Task goal: Starting at the line that holds "Closes #3042" and stopping at the line that holds "## Why client-side and not at the gateway", restate the records below word for word, with both of those lines included.

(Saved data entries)
··········
PR #3043, opened 2026-08-01
feat(observability): make fleet LLM spend and reliability observable in Prometheus

### LINKED ISSUE #3042: AI/LLM spend and reliability are unobservable, and the one alert that claimed otherwise cannot fire
### Summary

Nothing anywhere reports how many tokens this bank's AI features consume, how often an LLM call fails, or whether a given agent's model is switched on at all. The one alert that claimed to could never fire.

### Findings

**1. `FinOpsAgentTokenBudgetExceeded` is inert.** It is written against `langfuse_agent_tokens_total`, `langfuse_model_cost_per_token` and `langfuse_agent_daily_budget_usd`. Langfuse appears in **no manifest anywhere in gitops** and has never been deployed, so none of those three series has ever existed. The alert's own description says "will be absent until the bridge is deployed" — which is the trap: it reads as *pending* rather than as *inert*, and the ADR-0112 D6 detector looks covered on anything that counts rules.

**2. The LiteLLM gateway is not scraped, and cannot usefully be.** Its Prometheus exporter is a LiteLLM **Enterprise** feature (docs.litellm.ai/docs/proxy/prometheus, "Enterprise LiteLLM Only"). So the natural choke point cannot report token spend for us at all.

**3. There is no AI dashboard.** No Grafana board covers LLM cost, throughput or reliability.

**4. `openbank.agent.tokens_total` is an OpenTelemetry span attribute, not a metric.** It lands in Tempo, so it is unavailable to a Prometheus alert or a budget rule. This is easy to misread as existing coverage.

**5. Six of the eight control-plane agents make no LLM call at all.** A survey of every `/chat/completions` reference found eleven sites; six are stub `LlmDiagnosisAdapter`s (finops-agent, governance-auditor, docs-truth-agent, flaky-test-hunter, authz-policy-auditor, release-steward) still carrying the ADR-0112 P4 TODO. Three code paths make real calls.

### Fix

Count tokens client-side on the three real paths via a shared pure-domain port implemented by the existing `DomainMetrics` bean, emitting `openbank_llm_requests_total`, `openbank_llm_tokens_total` and `openbank_llm_call_duration_seconds`. Put price per token in a Prometheus recording-rule price book so a rate-card change is a gitops edit, not a redeploy of every caller. Replace the dead alert with four that depend on nothing undeployed, and add the missing dashboard.

### Follow-ups not in scope here

- Per-agent budgets need LiteLLM virtual keys backed by a Postgres the gateway does not have. The fleet-wide USD/day ceiling is what is enforceable today.
- DeepInfra publishes no DeepSeek-V3.2 price in LiteLLM's map; the nearest sibling (V3.1) is used and labelled `price_source="nearest-sibling"`.
- The six stub adapters remain stubs.

JiRaska:
## Summary

Fleet LLM spend, throughput and reliability are now real Prometheus series, alerts and a dashboard. Previously nothing reported them, and the one alert that claimed to (`FinOpsAgentTokenBudgetExceeded`) was written against `langfuse_*` series from a Langfuse that has never been deployed — so it could not fire, and said so in its own description, which read as *pending* rather than as *inert*.

## Type of change

## Linked issues

Closes #3042
Refs ADR-0112, ADR-0174

## Why client-side and not at the gateway

LiteLLM is the natural choke point and does ship a Prometheus exporter — but it is an **Enterprise** feature (docs.litellm.ai/docs/proxy/prometheus, "Enterprise LiteLLM Only"). Checked against upstream docs before choosing an approach rather than assumed. So tokens are counted in the callers.

## What is actually instrumented

ADR-0174 describes one shared LLM seam, but only two services use it. A survey of every `/chat/completions` reference found eleven sites, of which **six are stubs that make no HTTP call at all** (`LlmDiagnosisAdapter` in finops-agent, governance-auditor, docs-truth-agent, flaky-test-hunter, authz-policy-auditor, release-steward — all still on the ADR-0112 P4 TODO). Three code paths make real calls, and all three are instrumented:

- `openbank-libs-runtime` `OpenAiCompatibleLlmGatewayClient` (devops-agent, control-liveness-sentinel)
- `openbank-agent-service` `OpenAiCompatibleModelProvider`
- `openbank-copilot-service` `OpenAiCompatibleModelProvider`

## Changes

- **New pure-domain port** `LlmCallMetricsPort` (openbank-libs-domain) with the closed outcome vocabulary `success | http_error | exception | not_configured`, implemented by the **existing** `DomainMetrics` CDI bean — not a new producer, which would drag Micrometer into every consumer's Arc type closure.
- The shared client takes it as a defaulted constructor arg (`LlmCallMetricsPort.NONE`) so it stays plain-constructible and an un-wired caller is silent rather than broken. The two CDI providers use field injection, because detekt's `LongParameterList` fires *at* `constructorThreshold`, not above it.
- **`usage` is now parsed.** The client discarded the response's `usage` block entirely (`@JsonIgnoreProperties` swallowed it) — which is why token consumption existed only on the provider's invoice. Nullable, so a provider that omits it cannot turn a good completion into a null.
- **`not_configured` is recorded, not silent.** An agent whose key was never seeded returns `null` forever and logs one warning at startup; nothing else anywhere says so.
- **Price book as recording rules**, not a constant in Kotlin: a rate-card change is then a gitops edit that reloads in place. `groq/llama-3.3-70b-versatile` is priced from BerriAI/litellm's own `model_prices_and_context_window.json` ($0.59/M in, $0.79/M out) — fetched, not recalled. DeepInfra publishes no DeepSeek-V3.2 entry there, so its nearest published sibling (V3.1) is used and every rule, alert and panel carries `price_source="nearest-sibling"` — the estimate is labelled in the data, not in a comment.
- **`openbank:llm_tokens_unpriced_24h`** is the check on the check: a model added to the gateway and forgotten in the price book makes every spend figure quietly low, and a plain sum cannot notice.
- Four alerts replace the dead one: `AiFleetDailySpendHigh`, `AiSpendUnpriced`, `AiCallErrorRateHigh` (excludes `not_configured`, a different failure with a different fix) and `AiCallsNotConfigured`. None depends on anything undeployed.
- `dashboard-openbank-ai.yaml`, 12 panels. Its header panel states in the board itself that cost is derived rather than billed, and that the six stub agents appear nowhere — so absence on this board is not evidence an agent is healthy.

## Series added

```
openbank_llm_requests_total{model,outcome}
openbank_llm_tokens_total{model,kind}            # prompt/completion split — priced differently
openbank_llm_call_duration_seconds{model,outcome}
```

Tags are the closed sets `model` and `outcome`/`kind` only — no prompt, user id, or status code.

## Falsification

- **`promtool check rules` initially FAILED.** `openbank:llm_tokens_unpriced_24h` was written `unless on (model) group_left ()`, and Prometheus rejects a grouping modifier on a set operator. Without running it this file would have been a rule group Prometheus silently refuses to load. Fixed; 11 rules SUCCESS.
- The validator was then fed a deliberately broken expression and reported it, so that SUCCESS is a measurement rather than a hope.
- All 13 dashboard PromQL targets extracted and run through promtool: SUCCESS.
- `./gradlew compileKotlin` on all five touched modules: **BUILD SUCCESSFUL**. (The shared `~/.gradle` on this machine has a corrupt instrumented-jar cache that fails `:build-logic:compilePluginsBlocks` on an *unmodified* tree too — verified against a clean worktree — so this ran against an isolated `GRADLE_USER_HOME`.)
- yamllint with `ci.yml`'s own inline config on all three manifests: clean.

## Definition of Done

- [x] Hexagonal layering preserved — the new port is pure domain, the Micrometer implementation stays in `openbank-libs-runtime`.
- [ ] Unit tests added/updated — none in this PR; the change is instrumentation on paths whose existing tests cover behaviour, and the metric contract is asserted by promtool over the rules and dashboard that consume it. Happy to add `DomainMetrics.recordCall` assertions if reviewers prefer.
- [ ] Integration tests — n/a.
- [ ] Contract tests — n/a, no public API change.
- [x] Compiles clean on every touched module.
- [x] No new lint warnings.
- [ ] OpenAPI / Flyway / Avro — n/a.
- [x] Docs updated — the dashboard documents its own limits in-board; the rules files carry the reasoning.

## Security checklist

- [x] No secrets, tokens, passwords, or PII in code, config, tests, logs. Prompts and completions are never recorded — only counts, and the API key handling is untouched.
- [x] No auth / crypto / payment code changed.
- [x] No PII path changed. Metric tags are a closed low-cardinality set by construction.
- [x] No cardholder data path changed.

## Compliance impact

- [x] DORA — ICT cost and third-party (LLM provider) monitoring.
- [x] EU AI Act adjacent — per-model call volume and failure rate become evidence rather than assertion.

## Deployment note

`rules.yaml` and the `.rego` policies are untouched, so no OPA bundle restamp. The manifests are synced by the `observability-components` Application (`directory.recurse: true`), so no kustomization registration is needed.

### DIFF
--- a/openbank-agent-service/src/main/kotlin/com/openbank/agent/infrastructure/model/OpenAiCompatibleModelProvider.kt
+++ b/openbank-agent-service/src/main/kotlin/com/openbank/agent/infrastructure/model/OpenAiCompatibleModelProvider.kt
@@ -17,6 +17,8 @@ import com.openbank.agent.domain.model.ModelResponse
 import com.openbank.agent.domain.model.ModelUsage
 import com.openbank.agent.domain.model.StopReason
 import com.openbank.agent.domain.model.ToolInvocation
+import com.openbank.libs.llm.LlmCallMetricsPort
+import com.openbank.libs.observability.DomainMetrics
 import jakarta.enterprise.context.ApplicationScoped
 import jakarta.inject.Inject
 import org.eclipse.microprofile.config.ConfigProvider
@@ -47,6 +49,12 @@ class OpenAiCompatibleModelProvider : ModelProvider {
     @Inject
     lateinit var objectMapper: ObjectMapper
 
+    // Field injection, not a constructor arg: detekt's LongParameterList fires AT
+    // constructorThreshold, and this class is instantiated by Arc, so there is no
+    // constructor to widen anyway. Same shape as LoanStageEventConsumer / VopRateLimitFilter.
+    @Inject
+    lateinit var metrics: DomainMetrics
+
     // Resolved lazily (NOT @ConfigProperty-injected): an un-seeded/empty key would otherwise fail
     // config load at boot (SmallRye SRCFG00040 on an empty String binding) and CrashLoop the pod —
     // and break any @QuarkusTest / fresh env where GROQ_API_KEY isn't set. Empty here just degrades
@@ -66,6 +74,9 @@ class OpenAiCompatibleModelProvider : ModelProvider {
     override suspend fun complete(model: ModelDescriptor, request: ModelRequest): ModelResponse {
         val base = (model.endpoint ?: error("model '${model.id}' has no endpoint (base URL) configured"))
             .trimEnd('/')
+        if (apiKey.isBlank()) {
+            metrics.recordCall(model.id, LlmCallMetricsPort.OUTCOME_NOT_CONFIGURED, 0, 0, 0)
+        }
         require(apiKey.isNotBlank()) {
             "agent.model.openai.api-key is empty — set the backend API key (e.g. GROQ_API_KEY) to use model '${model.id}'"
         }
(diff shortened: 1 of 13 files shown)


JiRaska:
**#3065 should merge after this one.**

It adds the preventive half of the same control (LiteLLM virtual keys + per-model ceilings backed by a Postgres) and its comments reference `AiFleetDailySpendHigh` from this PR. No file overlap between them, so this is a readability ordering, not a conflict one.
··········
Response to this task:
Closes #3042
Refs ADR-0112, ADR-0174

## Why client-side and not at the gateway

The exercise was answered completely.